Do I Blame Myself or Everyone Else?
Finding the Third Option
“Amy, I just can’t. My heart is broken into a million pieces, my life is in shambles, and nothing is working for me.” Val’s body was shaking as she sobbed in a corner of the couch. In the past two months her life had changed drastically. Her partner of twenty years revealed she’d been having an affair, her father fell and broke his hip, and her adult son moved back into the house.
“I feel like I’m drowning. I try to tread water but the next wave comes and I’m tossed about like a piece of seaweed. How can I get the waves to stop?” Val has never experienced this level of pain before. Until recently she had a loving marriage, her parents were healthy and happy, and her kids were out and about doing well in the world.
Challenging life experiences and suffering often result in two consistent reactions. Some people begin to blame the world around them, focusing on everyone else and getting stuck in anger or, in extreme situations, revenge. With this reaction Val might spend months of her life screaming about the incompetent family around her and how they should hurt “as much as her.” Other people focus inwardly and blame themselves. From this perspective, if only Val had seen the signs she could have sought out counseling with her partner, gotten her father into an assisted living facility, and worked with her son on budgeting skills. This reaction can result in depression, guilt, and shame.

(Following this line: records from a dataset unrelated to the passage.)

PR #70, opened 2026-06-02
improve logging: load logLevel from GameConfig

5tefan543:


5tefan543:
already solved in #79

PR #87, opened 2026-06-25
Refactor Vec2 to SFML::Vector2 conversion & cleanup

51th08:
914f6827c2e5aad7052814d220f89e53a4f5f7c8


include/geometry/vector.hpp
5tefan543: remove not needed import

also from CMakeLists.txt (the config fix)

5tefan543 (changes requested):

include/geometry/vector.hpp
51th08: yikes, thanks

5tefan543 (approved):

PR #2629, opened 2022-08-16
Fix duplicate IDs in GP-ARGO resources

matyasselmeci:


brianhlin (approved):
Sigh, we don't check for this?

matyasselmeci:
We have #2513 to check for this, it's just that we haven't merged it yet because we have too many duplicate IDs. :/

PR #2635, opened 2022-08-17
Add /osgconnect/protected namespace

matyasselmeci:


matyasselmeci:
@djw8605 / @bbockelm , do I have the base path for the issuer correct?  Are the scitoken scopes going to be relative to /osgconnect/protected?

djw8605:
I think no base path. Scopes will have /osgconnect/protected in them. Very similar to the public directory. 

-Derek

matyasselmeci:
OK, done. Can you review?

djw8605 (approved):
LGTM.  At some point, we should include a "restricted path", but I think this is good.

I don't think this will cause issues because it's the same issuer as another, but we will see.

matyasselmeci:
OK, added a 'restricted path'.

PR #2641, opened 2022-08-20
Create IFAHURP-PRP.yaml

edubergeek:
Register prp01.ifa.hawaii.edu as an OSG resource


edubergeek:
Still working on the local version so please hold off on merging

PR #2652, opened 2022-08-30
Update SITE.yaml

rob-c:
Changing ECDF site Longitude to point to Edinburgh city
(matching gocdb entry https://goc.egi.eu/portal/index.php?Page_Type=Site&id=105)


bbockelm (approved):
Oof.  I wonder how many times we flip the +/- on the longitude.

Change LGTM.

PR #2654, opened 2022-09-06
Create GPN.yaml

showmic09:

PR #2656, opened 2022-09-08
Added new project: GPN

rynge:


rynge:
GPN is a special case, and facilitation team has decided it does not need to follow the insitution/lastname convention.

brianhlin:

Val experienced both of these reactions in the past, which is why she came in to see me. She was hoping there was a third option that might help her get through in a different way. Val and I worked on making time and space for her feelings (which were a rollercoaster these days), while still accomplishing her (now extra) life responsibilities. We talked about how to prioritize in the midst of crises, and discussed how to access her support system more effectively. Part of being human is going through difficult times. We can’t avoid challenges, but we can come out the other side with a little bit of grace.